Text of my May 1992 article:

“The economy of the Russian Federation will almost certainly deteriorate over 1992 and 1993. In particular, industrial production is likely to decline significantly in the state enterprise sector and both unemployment and underemployment will rise. Given the breakdown of much of the system of relationships that made the centrally planned economy, there is probably little that can be done to prevent this fall.

What economic policy makers can do, however, is influence the extent of the fall. Unfortunately, the Government’s pronounced economic policies (as outlined in the ‘Memorandum on the Economic Policy of the Russian Federation’ which was agreed with the IMF in March) are likely to exacerbate the difficulties. If implemented, they may even carry some risk of pushing the economy into an abyss.

The essential flaw in the stated economic policy is that it is one that is designed to appeal to the West in the pursuit of international financial help. Moreover, this appeal to the West is really to that side of Western opinion that believes that markets can solve all problems if only governments would get out of the way. Thankfully, for the West at least, not all Western opinion makers and governments have such an extreme view, let alone act on it.

The Russian Government’s program would be tough and ambitious even by Western standards. In particular, a program of the Government’s type might impede structural reform in a Western country by putting too much emphasis on fighting inflation and not enough on keeping the level of demand and production high enough to ensure that both existing and new enterprises have an incentive and an ability to invest to produce market goods and services.

This is precisely what happened in New Zealand in the late 1980s and the early 1990s.
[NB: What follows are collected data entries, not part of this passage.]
PR #385, opened 2021-05-21
Forward hardware exceptions as signals to kernel

jxyang:

This PR translate relevant hardware exceptions into signals and forward them from enclave to the kernel. If the user application has registered a handler, the kernel would further forward the signal to the custom handler.

With the forwarding, I have re-enabled tests/mprotect by providing a lenient handler that won't crash on SIGSEGV.

### DIFF
--- a/kernel/signal.c
+++ b/kernel/signal.c
@@ -128,7 +128,10 @@ static long _default_signal_handler(unsigned signum)
     return 0;
 }
 
-static long _handle_one_signal(unsigned signum, siginfo_t* siginfo)
+static long _handle_one_signal(
+    unsigned signum,
+    siginfo_t* siginfo,
+    mcontext_t* mcontext)
 {
     long ret = 0;
     ECHECK(_check_signum(signum));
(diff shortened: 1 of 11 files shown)


kernel/signal.c
```diff
@@ -298,3 +308,11 @@ long myst_signal_clone(myst_thread_t* parent, myst_thread_t* child)
 done:
     return ret;
 }
+
+long myst_handle_host_signal(unsigned signum, mcontext_t* mcontext)
+{
+    siginfo_t siginfo = {0};
+    siginfo.si_code = SI_KERNEL;
```
bodzhang, line 315: At least for certain SIGSEGV handler implementation, `siginfo->si_addr` is needed, for example, [.NET runtime's SIGSEGV handler](https://github.com/dotnet/runtime/blob/0761780988b93a4d1cc98dc5d4e2d84db29e33fd/src/coreclr/pal/src/exception/signal.cpp#L556). The .NET runtime's signal handlers or other signal handler implementations might require other information in `siginfo`. It's better to support signal/exception specific `siginfo` setting in the HW exception handling code, instead of only allow common `siginfo` setting here.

In the early 1980s New Zealand had a reputation as one of the most government controlled economies in the OECD. A comprehensive and effective program of privatization and micro-economic reform (eg by reduction of subsidies) was undertaken and there has been little criticism of this. Unfortunately the heavy emphasis on fighting inflation (which included the use of a very tight monetary policy) led production to stagnate and the level of employment in 1992 to be lower than in 1986.

Yet, for all of its government controls in the early 1980s, New Zealand was a long way from being a Russia. It already had a very large and experienced market sector. But even here, the lessons were clear. Structural reform takes a lot of time and effort and the macro-economic policies must be appropriate.
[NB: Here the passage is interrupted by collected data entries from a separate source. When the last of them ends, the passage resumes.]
PR #387, opened 2021-05-21
fix mmap bug

mikbras:
This fixes a bug in ``mman.c`` where ``memcpy`` copies onto a null buffer. There was a missing ``goto done`` but there were a couple of other places that did not set errors.


salsal97 (approved):
Works on my branch

jxyang (approved):

PR #389, opened 2021-05-22
Fix the bugs in CPUID instr. exception handler and in SYS_sched_getaffinity handler

bodzhang:
The CPUID instruction exception handler missed the required RIP advancement. The RAX, RBX, RCX, RDX value returned to the calling code are corrupted in many cases. The fix is simple, just advancing the RIP by 2 to resume execution on the instruction after the cpuid instruction. The test case under tests/cpuid is enhanced to query a handful of CPUID leaves. It can be further enhanced in the future.

The bug in SYS_sched_getaffinity erroneously over-writes the buffer provided. The fix corrects the implementation by honoring the  buffer size info in `cpusetsize`.

### DIFF
--- a/tools/myst/enc/enc.c
+++ b/tools/myst/enc/enc.c
@@ -116,6 +116,9 @@ static uint64_t _vectored_handler(oe_exception_record_t* er)
                 er->context->rcx = rcx;
                 er->context->rdx = rdx;
 
+                /* Skip over the illegal instruction. */
+                er->context->rip += 2;
+
                 return OE_EXCEPTION_CONTINUE_EXECUTION;
                 break;
             }
--- a/kernel/syscall.c
+++ b/kernel/syscall.c
@@ -4537,8 +4537,8 @@ static long _syscall(void* args_)
             // for now, make all threads fixed to cpu 0.
             if (mask != NULL)
             {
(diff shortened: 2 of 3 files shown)


tools/myst/enc/enc.c
```diff
@@ -116,6 +116,9 @@ static uint64_t _vectored_handler(oe_exception_record_t* er)
                 er->context->rcx = rcx;
                 er->context->rdx = rdx;
 
+                /* Skip over the illegal instruction. */
+                er->context->rip += 2;
```
jxyang, line 120: I wonder why previously the `cpuid` test could pass without advancing the rip. Any explanation there?

bodzhang: When RIP was not advanced by mistake, the CPUID instruction will be executed again with RAX value returned by the myst_cpuid_ocall. If the RAX value returned is one of the value in [0,1,4,7,0x80000000,0x80000001], the resulting CPUID instruction exception will be handled by the OE code, instead of the code in tools/myst/enc/enc.c. The OE code advances the RIP after emulating the CPUID result for [0,1,4,7,0x80000000,0x80000001].

jxyang (approved):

Closer to home, for Russia, is Poland. After much bravado about the success of its economic policies in 1990, the Polish economy has deteriorated significantly.

A number of experts on the Polish economy now point to three main lessons that should be learnt from the Polish experience. Firstly, too much emphasis should not be placed on reducing inflation and achieving currency convertibility. (The inflation issue lesson is the same as for New Zealand.) Secondly, a very great degree of focus needs to be given to basic issues such as the taxation system, banking system, legal system etc. which allow market economies to function effectively. Thirdly, there needs to be greater recognition that privatization is necessarily a slow and complex process.

If the Government’s ‘Memorandum on the Economic Policy of the Russian Federation’ is to be taken literally, Russia is to repeat many of the Polish (and New Zealand) mistakes.

Firstly, the ‘Memorandum’ says that it is intended to reduce the average monthly level of inflation to between 1% and 3 % in the last quarter of 1992. This is a fairly low and precise target and might be possible given the reversal of excessive price rises in the first part of 1992.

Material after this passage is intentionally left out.